El Perro ist ein erbitterter Berliner, ein großer Kenner der Stadt, in der er seit 1995 lebt, zumindest behauptet er das ...
Ich kenne Leute, die sagen, dass sie in Wirklichkeit 2001 hierhergekommen sind, aber sie rechnen gern diese sechs Jahre hinzu, damit niemand sagen kann, sie wären erst seit Kurzem hier, ein Zugereister oder schlimmer noch, ein Tourist.

Ein Deutscher auf Mallorca, ein Spanier in Berlin

Lange Zeit hat el Perro die Stadt bis aufs Äußerste verteidigt, aber seit einigen Jahren tut er nichts anderes, als darüber zu reden, wie Berlin einmal war und wie es vor die Hunde gegangen ist. Seiner Meinung nach ist Berlin wie David Bowie,„ein schlechter Abklatsch dessen, was es einmal war“. Man kann dieses Thema nicht ansprechen, ohne dass er versichert, seine Tage in der deutschen Hauptstadt seien gezählt.
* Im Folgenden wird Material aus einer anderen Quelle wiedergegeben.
PR #24592, opened 2020-07-16
chore: cherry-pick fix from chromium issue 1072165

zcbenz:
[[1072165](https://crbug.com/1072165)] [**Medium**]: libjingle_xmpp_xmlparser_fuzzer: Incorrect-function-pointer-type with empty stacktrace
Backport https://chromium.googlesource.com/chromium/src/+/34f7d701cd3a21f455a6fbccff366b6eb184fb7c

Notes: fix: Incorrect-function-pointer-type with empty stacktrace. (Chromium security issue 1072165)

### DIFF
--- a/patches/chromium/.patches
+++ b/patches/chromium/.patches
@@ -130,3 +130,4 @@ backport_1063177.patch
 backport_1065122.patch
 backport_1074317.patch
 backport_1090543.patch
+backport_1072165.patch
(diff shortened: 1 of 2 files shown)


zcbenz:
> We don't have fuzzer tests running, is this required ?

No we don't actually need this, thanks for checking.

Und das seit mehr als fünf Jahren, in denen er in derselben Wohnung in Kreuzberg lebt, nur wenige Meter vom Görlitzer Park entfernt. An einem Tag unserer Woche auf Mallorca haben wir beschlossen, das Meer gegen die Berge einzutauschen und durch die imposante Serra de Tramuntana zu streifen. Wir nahmen all unseren Mut zusammen, rüsteten uns mit etwas zu essen und Wein aus und machten uns sehr früh auf den Weg.
Das Gebirge, oder die körperliche Anstrengung, haben eine wunderbare Wirkung auf meinen Freund: Es lässt ihn verstummen und verbirgt seine übliche Verbitterung; es lässt ihn wie einen weisen Mann erscheinen. Ich dachte, unser Abenteuer wäre von Frieden und Besinnung geprägt, und dass wir zum ersten Mal, seit wir auf Mallorca angekommen waren, nicht auf das Thema Berlin zu sprechen kämen. Wenn er in den Tagen zuvor auf einen Deutschen traf, was oft vorkam, begann er jedes Mal mit seinem unbändigen und jähzornigen Redeschwall.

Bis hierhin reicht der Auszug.